Дома, стиснув зубы, он принялся за уборку: расставил в туалете все по местам, отвязал от крестовины сливной трубы лопнувший поясок, завернул его вместе с мамиными шлепанцами в газету и спрятал в шкаф. Уборка заняла минут пятнадцать, и еще с полчаса он до снежной белизны надраивал раковину, унитаз, ванну, тер пол и кафель, пока туалет не засиял холодно и торжественно, как фамильный склеп. Затем, собрав последнюю передачу маме — парадное платье, туфли, колготки, комплект нижнего белья, а, подумав, и шелковую французскую косынку, — упаковал все это в сумку-авоську и поехал в Госпитальный переулок, в морг второй городской больницы.
Морг оказался пузатенькой, с прорубленными квадратными окнами часовенкой на отшибе больничного, бывшего госпитального двора. Из заснеженных колокольных глазниц, с оледеневших карнизов свисали кривые, голенькие березки. Взойдя на крыльцо, оплывшее желтой наледью, Николай рванул на себя дверь и оказался в тесной приемной, оклеенной плакатиками Минздрава о профилактике гриппа. В приемную выходили две двери. На одной висела табличка «Патологоанатом», ниже — «Прием родственников с 14 до 17 час.»; другую, с врезанным фанерным оконцем для передач, украшало традиционное «Посторонним вход запрещен» и другое, очень даже своеобразное объявление: «Передавать санитарам деньги и спиртные напитки строго запрещается». Надо же, удивился Николай, с содроганием представив себе бессловесных, до скотства замордованных червонцами и коньяком санитаров. Поразмыслив, он порылся в наплечной сумке, нашел чистый конверт, вложил червонец, написал на конверте фамилию мамы и засунул его в авоську с одеждой. Другой червонец, памятуя теткины наставления, вложил в собственный паспорт, после чего постучался к патологоанатому.

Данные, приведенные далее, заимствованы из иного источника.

PR #951, opened 2022-02-10
Add database name env variable

### LINKED ISSUE #949: Databasename is hardcoded
The name of the database that openbalena-api uses is hardcoded as `resin` in this file: https://github.com/balena-io/open-balena-api/blob/master/config/confd/templates/env.tmpl

It would be nice to have this as an environment variable for use with a remote postgres database.

GoodOldJack12:
This allows the configuration of the database the api connects through with the `DB_NAME` environment variable. The default is `resin` if the variable is empty. 

closes #949


dfunckt (approved):
Thanks @GoodOldJack12!

PR #952, opened 2022-02-14
Removed systemd from container

robbe-haesendonck:
To enable running open-balena-api unprivileged systemd was removed

Change-type: minor


dfunckt:
Thanks for your PR. What is your use-case?

systemd is baked into the [base image](https://github.com/balena-io-modules/open-balena-base) but we're also maintaining a "no-systemd" line which you'll need to switch to.

dfunckt:
Absolutely, I agree, systemd in balena services is legacy really and there's no longer a reason to use it. I'm just curious what prompted you to get it removed.

robbe-haesendonck:
Well, we experienced a lot of issues internally with deploying open-balena in a proper way.
Removing systemd would allow us to run it on our internal infra much easier, so that's why I'm trying to get it upstream.
So we can keep following upstream without needing to create a fork and because I think more people can benefit from this.

dfunckt:
I see, thanks.

I've got to warn you this isn't going to be straightforward, but I'm happy to help as I can.

robbe-haesendonck:
Is there anything else that needs to be changed for this to be merged?
Thanks!

robbe-haesendonck:
Allright, so tests passed. I do think I messed up a commit message somewhere as that did not pass.

robbe-haesendonck:
Thanks for the help, got everything green :laughing:

dfunckt:
The API isn't using or cares about mDNS but openBalena (and some other internal use cases) does when deploying an instance under a `.local` TLD.

robbe-haesendonck:
@dfunckt Hello, do you have any update on the mDNS problem?

dfunckt:
@robbe-haesendonck I had a chat with the team and we're in agreement that in principle removing systemd from our services is desirable. We have a few ideas how to fill the functionality gap but no implementation yet, so please bare with us. I'll get back to this as we make progress on the requirements.

robbe-haesendonck:
@dfunckt Allright, thanks for the update!

robbe-haesendonck:
@dfunckt I created 2 seperate dockerfiles, one with and one without systemd.
Would this make it suitable to be merged?

PR #1021, opened 2022-05-04
Invalidate the device type JSONs cache when a new hostApp is created

thgreasi:
This should fix the BoB test cases.

Change-type: patch


thgreasi:
@balena-ci retest

PR #1055, opened 2022-06-21
Add index to optimize hostApp app rule

thgreasi:
This should improve the "device should be operated by hostApp release of the same DT" rule.
It already is using an index on "operated by release" but since that's the most costly part of the plan, it should help making it an index only scan.
See: https://explain.dalibo.com/plan/1YE#raw (current plan)
PS: Moreover it will be consistent with the "managed by release" index as well :)

Change-type: patch


Page- (approved):

thgreasi:
Closing for now since we found that it actually made performance worse...

PR #1062, opened 2022-07-15
Remove an unnecessary `$select`ed field

Page-:
Change-type: patch


thgreasi (approved):

thgreasi (commented):
We do need the device IDs in both cases afaict, so that we know which devices to set the SV/hostAPP release to.
I agree though that we don't need the DT id.

PR #1066, opened 2022-07-19
Change ip address and mac address data type to TEXT

fisehara:
Change-type: minor
See: https://jel.ly.fish/brainstorm-topic-4bf51224-cc3a-42de-8b68-468d3feecccf
Co-authored-by: Rose <rommims@gmail.com>
Co-authored-by: Christina Wang <cywang117@users.noreply.github.com>

### DIFF
--- a/src/balena.sbvr
+++ b/src/balena.sbvr
@@ -149,7 +149,7 @@ Term: invalidation reason
 	Concept Type: Text (Type)
 
 Term: ip address
-	Concept Type: Short Text (Type)
+	Concept Type: Text (Type)
 
 Term: known issue list
 	Concept Type: Text (Type)
@@ -176,7 +176,7 @@ Term: logs channel
 	Concept Type: Short Text (Type)
 
 Term: mac address
-	Concept Type: Short Text (Type)
+	Concept Type: Text (Type)
 
 Term: memory usage
 	Concept Type: Integer (Type)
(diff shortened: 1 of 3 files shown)


cywang117:
Awaiting on-device BoB tests which will be done shortly

thgreasi:
@fisehara was this discussed in a call that you can link the PR to?
Will that lock the table?
Did you try applying this change and running an older instance against the new DB schema to confirm that it still works? (I expect it would, just asking, except maybe if you start setting longer values and rollback after that.)

fisehara:
@thgreasi I'm looping in @cywang117 @zoobot if they know the call where this was discussed. I just helped for the pairprogramming session, thus commited the changes.

cywang117:
@thgreasi Added "See: https://jel.ly.fish/brainstorm-topic-4bf51224-cc3a-42de-8b68-468d3feecccf" to initial PR. I'll link it in the commit later today.

From [Postgres 14 docs](https://www.postgresql.org/docs/current/sql-altertable.html), an ACCESS EXCLUSIVE lock will be acquired with this migration. As VARCHAR(255) can be directly converted to TEXT easily, we theorized that the lock would not be taken for a long time, however this remains to be tested. Would it be possible to deploy to staging first to monitor the migration performance? Alternatively we could migrate a seeded device table in a test environment and monitor the migration there?

cywang117:
@Page- suggested that the Supervisor always send the full ip/mac address list, but the API truncate it at the Supervisor PATCH hanlder before inserting into the database.

As a result we can keep the data type at VARCHAR(255) because we have not encountered the issue of ip/mac addresses being too long with any regularity, so we can close this PR as the database does not need to migrate if we go with this solution.

Note that users who wish to get a complete list of untruncated IP/MAC addresses can query the Supervisor API's /v1/device endpoint, either directly or proxying through the balena API.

— Можно? — спросил он, открывая дверь.
— Нельзя, — ответил из-за стола сухощавый, жилистый мужчина в халате и докторской шапочке, курящий и стремительно что-то пишущий одновременно. — Закройте дверь и прочтите, что там написано.
Николай сбивчиво затараторил, что ему нужна справка и непременно с утра, и так-таки всучил паспорт сухощавому, который автоматически открыл его и подхватил предательски выпорхнувший червонец.
— Это что, взятка?
Николай, мгновенно вспотев, тупо продолжал твердить про справку сейчас.
— Эх, чудо, — снисходительно сказал сухощавый, возвращая Николаю паспорт вместе с червонцем, — кто ж врачу-патологоанатому, да еще с утра, дает взятку деньгами? С утра дают взятку коньяком, запомни. Днем — водкой, вечером — спиртом, ночью — портвейном. А деньги, это вообще не по нашей части. Ладно, не пугайтесь. Приходите после обеда, как все нормальные люди, будет вам справка. Как фамилия?